Technology

Spectre of hacking looms large over firms

hack

Alex Mutungi Mutuku when he appeared in a Nairobi court recently over a conspiracy to steal Sh3.9 billion from the Kenya Revenue Authority through hacking. FILE PHOTO | NMG

Alex Mutungi Mutuku rose to notoriety overnight after allegedly hacking into the Kenya Revenue Authority’s system, leading to the loss of an estimated Sh4 billion.

Barely a fortnight later, Robert Nsale, a Ugandan, and Morgan Kamande were arrested when Safaricom reported unauthorised access to its network.

The duo was accused of hacking into the network and stealing Sh266,000 belonging to a mobile phone subscriber through an illegal SIM swap.

The company investigated 27 cases of fraud in the 2016 financial year, two of which ended up in court.

There has however been a noticeable shift in the line of hacking with more financial related crimes being intercepted and reported.

The internet and data segment in Kenya has been growing with an estimated 39.6 million internet users recorded. This increased technological access has been a double-edged sword in Kenya as incidents of cybercrime have been on the rise.

Internet security firm Serianu estimates that Kenyan businesses had lost about Sh18.1 bilion ($175 million) to cybercrime last year. Audit firm Deloitte recently predicted that losses to cybercrime would peak this year.

According to internet security firm Kaspersky, the costs associated with cyberattacks on the financial sector are rising as organisations face increasingly sophisticated threats. New research by Kaspersky Lab and B2B International reveals the scale and impact of attacks, with financial firms facing $926,000 (Sh95.4 million) losses on average for each cybersecurity incident they face.

“Insufficient internal expertise, top management directives and business expansion are also among the top reasons for a budget increase. In general, investing more in security appears to be inevitable to a clear majority of financial firms as 83 per cent of them expect an increase in their IT security budgets,” said the statement by Kaspersky.

The Safaricom hack was discovered during a routine check on its platforms, a requirement of ISO 27001 Information Security Management System certification that confirms adherence and implementation of appropriate processes and controls relating to mobile data, mobile money services, cloud services, billing and customer support services.

The investment on cybersecurity for most firms, especially those handling sensitive data as well as financial institutions, is high and can run to millions of shillings to implement.

“Given the substantial monetary losses from cyberattacks, it is not surprising that financial organisations are looking to increase spending on security. We believe successful security strategies for financial organisations lie in a more balanced approach to allocating resources — not just spending on compliance — but also investing more in protection from advanced targeted attacks.” Said Veniamin Levtsov, Vice President, Enterprise Business at Kaspersky Lab.
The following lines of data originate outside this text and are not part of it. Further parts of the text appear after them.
PR #3759, opened 2026-07-06
fix(py): resolve toolkit versions case-insensitively

anxkhn:
`get_toolkit_versions` normalizes every configured key to lowercase when it
builds the version map: env vars via `toolkit_name.lower()` and user-supplied
dicts via `{key.lower(): value}`. But `get_toolkit_version` looked the value up
with the raw `toolkit_slug`, so a version pinned under a mixed or upper-case key
(for example `{"GitHub": "20250101_00"}` or `COMPOSIO_TOOLKIT_VERSION_GITHUB`),
or a non-lowercase slug coming from the caller, missed the map and silently fell
back to `"latest"`. `Tools.execute` then raises `ToolVersionRequiredError` for
`"latest"` (unless `dangerously_skip_version_check` is set), so the user's
explicit pin is discarded and the call errors instead of using the requested
version.

This lowercases the lookup key to match how the map is built, restoring the
write/read round-trip so the pin resolves regardless of the case used to
configure or request it. The write side is untouched.

### DIFF
--- a/python/composio/utils/toolkit_version.py
+++ b/python/composio/utils/toolkit_version.py
@@ -23,9 +23,12 @@ def get_toolkit_version(
     if isinstance(toolkit_versions, str):
         return toolkit_versions
 
-    # If toolkit_versions is a dict mapping, look up the specific toolkit version
+    # If toolkit_versions is a dict mapping, look up the specific toolkit version.
+    # Keys are normalized to lowercase when the mapping is built (see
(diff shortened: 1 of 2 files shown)


jkomyno:
Thank you for raising this. I've actually fixed the root problem across both SDKs (TypeScript and Python) in https://github.com/ComposioHQ/composio/pull/3762

PR #3810, opened 2026-07-13
fix(py): block SSRF in URL file uploads

GautamSharma99:
## Summary

    - add shared SSRF protection for Python URL-backed file inputs
    - validate Requests' canonicalized hostname and every resolved DNS address
  before
    connecting
    - block private, loopback, link-local, CGNAT, multicast, reserved, and
  other non-
    public IPv4/IPv6 addresses
    - cover IPv4-mapped, IPv4-compatible, and NAT64-embedded internal addresses
    - apply the guard to automatic/manual file uploads and Tool Router session
  file
    uploads
    - add `ComposioBlockedInternalUrlError` for blocked targets

    ## Problem

    Python file uploads accepted user- or LLM-provided HTTP(S) URLs and passed
  them
    directly to `requests.get()`.

    requests to internal infrastructure such as localhost, RFC1918 networks, or
  cloud
    metadata endpoints.

    The guard uses Requests' own canonicalized URL before DNS validation. This
    prevents parser-differential URLs containing backslashes from being validated
  as
    one hostname while Requests connects to another.

    ## Tests

    Added regression coverage for:

    - private, loopback, link-local, CGNAT, multicast, and reserved IPv4 ranges
    - private and special-use IPv6 ranges
    - IPv4-mapped, compatible, and NAT64 address forms
    - mixed public/internal DNS answers
    - malformed, unsupported, and unresolvable URLs
    - Requests URL parser-differential attempts
    - both upload entry points rejecting targets before issuing an HTTP request

    ## Verification

    - `make tst` — 864 passed, 33 skipped
    - `make chk` — Ruff and all mypy targets passed
    - `make snt` — 18 passed
    - focused file/SSRF tests — 188 passed
    - `uv run --with build python -m build` — wheel and sdist built successfully

  Everything else is accurate and ready to use.


jkomyno:
Thanks for catching the Requests parser differential. #3823 has already landed the shared guard for both Python URL-upload entry points, and I carried the prepared-URL validation plus regression coverage forward in #3962. Closing this PR as superseded.

PR #3813, opened 2026-07-13
refactor(ts): unify ID generation

jkomyno:
This PR:
- unifies how IDs are generated, replacing the current mixture of platform APIs and derived strings
- preserves UUID v4 values for run, analytics, webhook, and permission identifiers
- uses compact URL-safe identifiers for generated filenames, paths, and session artifacts without increasing their lengths
- keeps the Slim package's copied Core runtime importable by mirroring its runtime dependencies
- adds coverage for the UUID and short-ID utility contracts

### DIFF
--- a/.changeset/unify-id-generation.md
+++ b/.changeset/unify-id-generation.md
@@ -1,0 +1,5 @@
+---
+'@composio/core': patch
+---
+
+Unify internal ID generation across the TypeScript SDK.
--- a/pnpm-lock.yaml
+++ b/pnpm-lock.yaml
@@ -173,7 +173,7 @@ importers:
         version: 7.8.5
       tsdown:
         specifier: 'catalog:'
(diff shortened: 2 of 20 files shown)


jkomyno:
> "Without verification that `uniku/uuid/v4` uses a CSPRNG internally"

Verified against the exact published `uniku@0.2.0` artifact resolved by this PR:

- `uuidv4()` with no options delegates directly to `globalThis.crypto.randomUUID()`, so the browser permission nonce retains the same native Web Crypto CSPRNG source.
- `nanoid(length)` uses `crypto.getRandomValues()` for the default URL-safe path used for artifact names. At eight characters, it also raises the raw entropy from the previous UUID-hex slice's 32 bits to 48 bits.
- An isolated production `npm audit` of `uniku@0.2.0` (including its declared runtime dependency) reports zero vulnerabilities.

The browser flow is a short-lived loopback approval nonce, and its existing validation/lifetime behavior is unchanged. No fallback or runtime check is needed. [Published package artifact](https://registry.npmjs.org/uniku/-/uniku-0.2.0.tgz)

PR #3817, opened 2026-07-13
fix(triggers): harden realtime chunk reassembly

GautamSharma99:
## Summary

  Fix realtime trigger chunk reassembly across the Python SDK, TypeScript SDK, legacy Pusher utility,
  and CLI.

  - Require every chunk from index `0` through the declared final index before dispatching.
  - Strictly validate chunk IDs, indices, payloads, and final flags.
  - Reject conflicting duplicates and chunks beyond the final index.
  - Bound retained state with index limits, expiration, and pending-event caps.
  - Make Python reassembly thread-safe and clear incomplete state during reconnects.
  - Centralize the TypeScript implementation so core and CLI cannot drift.

  ## Problem

  The Python SDK dispatched as soon as it received a chunk marked `final`, even when intermediate
  chunks were missing. This could produce corrupted JSON and leave late chunks stranded.

  The TypeScript implementations used divergent sparse-array logic, with incomplete validation and
  inconsistent memory protections. Malformed or incomplete events could therefore be retained
  indefinitely or assembled incorrectly.

  ## Testing

  - `pnpm --filter @composio/core test` — 1,036 tests passed
  - `pnpm typecheck` — full TypeScript workspace passed
  - `pytest python/tests/test_triggers.py -q` — 81 tests passed
  - Python Ruff and mypy checks passed
  - TypeScript ESLint and Prettier checks passed

  ## Release

  Includes a patch changeset for `@composio/core`.


jkomyno:
Please open a precise issue with a reproducible snippet of this problem, both for TypeScript and Python. We're closing this PR for now, as it's currently too opinionated.

PR #3818, opened 2026-07-13
fix(python): redact secrets from telemetry errors

GautamSharma99:
## Summary

  Prevent Python SDK telemetry from sending secrets embedded in exception messages and tracebacks.

  - Redact URL query strings, including presigned signatures and one-time tokens.
  - Redact Bearer and Basic authorization credentials.
  - Redact API keys, access/refresh tokens, client secrets, passwords, and similar key/value pairs.
  - Sanitize exceptions when `trace_method` captures them.
  - Sanitize again at the telemetry queue boundary so future error producers cannot bypass redaction.
  - Preserve the caller’s original event rather than mutating it.

  The redaction rules mirror the existing TypeScript SDK behavior.

  ## Problem

  Python resource exceptions were copied into telemetry using raw `str(exception)` and
  `traceback.format_exc()` values.

  HTTP and authentication errors can include authorization headers, API keys, passwords, presigned
  URLs, and request data. Because error telemetry is sent to `telemetry.composio.dev`, these values
  could leave the user’s process without redaction.

  ## Testing

  - `pytest python/tests/test_telemetry.py python/tests/test_sdk.py -q` — 23 passed
  - Broader Python regression suite — 869 passed, 31 skipped
  - Ruff lint and formatting checks passed
  - Mypy passed for the modified telemetry modules
  - Import and redaction smoke test passed

  The unrestricted test suite’s environment-dependent provider/type-inference cases require optional
  provider packages or `COMPOSIO_API_KEY` and were excluded from the broader run.

  ## Release notes

  Python-only security fix. No TypeScript changeset is required.


jkomyno:
Thanks, but this is superseded by https://github.com/ComposioHQ/composio/pull/3823.

PR #3828, opened 2026-07-13
feat(cli): harden browserless agent onboarding

KJ-11:
## Summary
- make browserless agent signup retry-safe with a persisted idempotency key
- store canonical and legacy agent identity files with owner-only permissions on Unix
- migrate a legacy anonymous agent identity without minting a duplicate, and remove both identity files on logout
- make `composio whoami` return `authenticated: false` and a nonzero status when signed out
- expose the existing `signup`, `agent`, and `login --agent` flows in root help
- make `install.sh --agent` establish the agent identity first and then delegate detected Claude/Codex hosts to `composio setup`
- keep hostless installation useful by skipping plugin setup when neither supported host is present

## Independent scope
This PR is based directly on `next`, so its review diff is not stacked on the plugin-install PR.

It has an explicit merge-order dependency: merge #3807 first because the installer invokes the `composio setup` command introduced there. No release changeset is included; stable CLI promotion remains a separate release step.

There is no third bridge PR.

## External dependency
Do not merge until `agents.composio.dev` is restored and clean-machine tests confirm live signup, retry/restore, whoami refresh, logout, and installer behavior. Before release, both plugin marketplace repositories must also be publicly accessible.

## Validation available without the service
- focused agent, logout, and whoami suite: 3 files passed, 18 tests passed
- functional `install.sh` release-resolution and agent-orchestration test
- shell syntax checks for the installer and its test
- repository root `pnpm typecheck`: 12/12 tasks passed
- Prettier, ESLint, and `git diff --check`

## Recording
No VHS recording is included yet because the live agent-onboarding path cannot be exercised while `agents.composio.dev` is unavailable. Record the complete installer flow after the service is restored.

### DIFF
--- a/install.sh
+++ b/install.sh
@@ -85,7 +85,7 @@ while [[ $# -gt 0 ]]; do
         ;;
     -h|--help)
         echo 'Usage: install.sh [--agent] [version-tag]  (e.g. "@composio/cli@0.1.32")'
-        echo '  --agent    After installing, sign up/log in as a Composio agent.'
+        echo '  --agent    After installing, create/restore an agent identity and set up detected agent hosts.'
         exit 0
         ;;
     --*)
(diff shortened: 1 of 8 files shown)


KJ-11:
Closing — superseded in part, stale in the rest.

Checked each item against `next` today:

**Already landed via other PRs:**
- `install.sh --agent` delegating to `composio setup` (present on `next`)
- `signup` / `agent` / `login --agent` exposed in root help

**Never landed, and being dropped with this PR:**
- retry-safe agent signup via a persisted idempotency key
- owner-only (0600) permissions on the agent identity files
- legacy anonymous identity migration + removing both identity files on logout
- `composio whoami` returning `authenticated: false` and a nonzero exit when signed out

Both original blockers have since cleared (#3807 closed but its `setup` functionality is on `next`; `agents.composio.dev` is back up), but the branch is now CONFLICTING and 10 days stale, and `composio onboard` (#3903) has since become the front door — so the agent-onboarding shape this hardened has moved underneath it.

Reopen or re-cut from `next` if the remaining four are still wanted; the file-permission item is the one with real security value.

Even with these measures by the organisations, Kenya still lags behind due to the lack of an actual law governing how cybercrime cases should be handled. The Cyber Security and Protection Bill is still in parliament waiting to be passed. The delay means that there is a lapse in the security structure in Kenya when it comes to the internet.

“Some of the problems in security are global. The (cybersecurity) bill needs to be put through to create some structure,” said Terry Greer-King Cisco, director for security in UK, Ireland and Africa, in an interview with Digital Business.

According to Greer-King organisations are taking security seriously but security has moved beyond just solutions to risk management.

The Kaspersky survey shows that financial firms seek to address security challenges by getting more threat intelligence and conducting security audits, with 73 per cent considering this measure effective. However, organisations from the financial sector are less inclined to use third-party security services with only 53 per cent of those surveyed perceiving it as an effective approach. Further, compliance is the main driver for increasing investment in IT security in banks and financial institutions. However, the study found that 63 per cent of organisations globally believe that being compliant is not enough security.

Another significant reason for spending more on security is growing infrastructure complexity. For example, an average financial firm adopts virtual desktop infrastructure (VDI) and manages approximately 10,000 end-user devices, a half of them being mobile smartphones and tablets.